For my application I wanted to display BLAST summaries because we track some history data in the Nuccore database. If you, as a good bioinformatician, have downloaded the BLAST XML files you may find a summary of each BLAST is found in the header. 

As we may have several BLAST files, processing entirely each one just to read the header is a waste of time, so we need to parse a XML up to a particular node is found, which is provided by the BioSmalltalk API using StAX parser (XMLPullParser) as backend.
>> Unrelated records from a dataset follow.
PR #2900, opened 2021-09-15
Enable debugging itxn programs

algorandskiy:
## Summary

Set special addressed in EvalParams when evaluating from tealdbg/dryrun

## Test Plan

Tests added

### DIFF
--- a/daemon/algod/api/server/v2/dryrun.go
+++ b/daemon/algod/api/server/v2/dryrun.go
@@ -87,7 +87,7 @@ func (dr *DryrunRequest) ExpandSources() error {
 	for i, s := range dr.Sources {
 		ops, err := logic.AssembleString(s.Source)
 		if err != nil {
-			return fmt.Errorf("Dryrun Source[%d]: %v", i, err)
+			return fmt.Errorf("dryrun Source[%d]: %v", i, err)
 		}
 		switch s.FieldName {
 		case "lsig":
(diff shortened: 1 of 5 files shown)


daemon/algod/api/server/v2/dryrun.go
```diff
@@ -338,41 +338,6 @@ func (dl *dryrunLedger) GetCreatorForRound(rnd basics.Round, cidx basics.Creatab
 	return basics.Address{}, false, fmt.Errorf("unknown creatable type %d", ctype)
 }
 
-func (dl *dryrunLedger) getAppParams(addr basics.Address, aidx basics.AppIndex) (params basics.AppParams, err error) {
```
algorandskiy, line 341: removed some unused code

daemon/algod/api/server/v2/dryrun_test.go
```diff
@@ -1331,3 +1332,95 @@ func TestDryrunCost(t *testing.T) {
...
+			},
+		},
+	}
+
+	dr.ProtocolVersion = string(dryrunProtoVersion)
+
+	var response generated.DryrunResponse
+	doDryrunRequest(&dr, &response)
+	require.NoError(t, err)
+	checkAppCallPass(t, &response)
```
jasonpaulos, line 1422: It seems like we neglected to add inner transactions to the `DryrunTxnResult` API type. @jannotti was there a reason for this, or did we just forgot about it?

Ideally any created inner transactions would be returned in that response and this test could verify they are there and properly formatted.

jannotti: Definitely not on purpose.

jannotti: I am incapable of expressing how much I hate that dryrun lives in its own universe where we have to do everything all over again.

jannotti (approved):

Now, compare the time spent reading a whole XML file versus just stopping after the last header node is found.

BioObject requestXmlFile
 ifNotNilDo: [ : fileLocation |
  | blastReader timeToReadFile timeToProcessNode output |  
  timeToReadFile :=   [ blastReader := BioNCBIBlastReader newFromXML: fileLocation ] timeToRun.
  timeToProcessNode :=  [ output := blastReader blastProgramName ] timeToRun.
  timeToReadFile :=   ( Duration milliSeconds: timeToReadFile ) asSeconds.
  timeToProcessNode :=  ( Duration milliSeconds: timeToProcessNode ) asSeconds.
  Transcript 
   cr;
   show: 'Seconds to read ' , fileLocation , ' = ';
   show: timeToReadFile;
   cr;
   show: 'Seconds to process node = ' , timeToProcessNode asString;
   cr;
   show: output ]
Wonder how to read a whole group of BLAST XML files contained in a directory? This script would do it:
| time blastReaders blastHits |

Smalltalk garbageCollect.
Transcript clear.
time := [ blastReaders := BioBlastCollection filesFromXMLDirectory: 'Data\BLASTs\'.
  Transcript show: blastReaders size asString , ' blast XML files were read'; cr.
  blastHits := blastReaders parsedContents ] timeToRun.
blastHits explore.
Transcript 
 cr;
 show: 'Seconds to read NCBI BLAST XML''s = ';
 show: ( Duration milliSeconds: time ) asSeconds

but wrapping everything you want to measure in a #timeToRun block isn't that fun. Plus getting rid of that bunch of temporary variables, in Pharo you may profile the task in a beautiful one-liner:

( BioBlastCollection filesFromXMLDirectory: 'Data\BLASTs\' ) parsedContents.

just right-click the selected line and select "Profile it" as shown in the screenshot.

 

after execution, the Time Profiler is open with detailed information of time spent in each method so you may see where to look better for bottlenecks.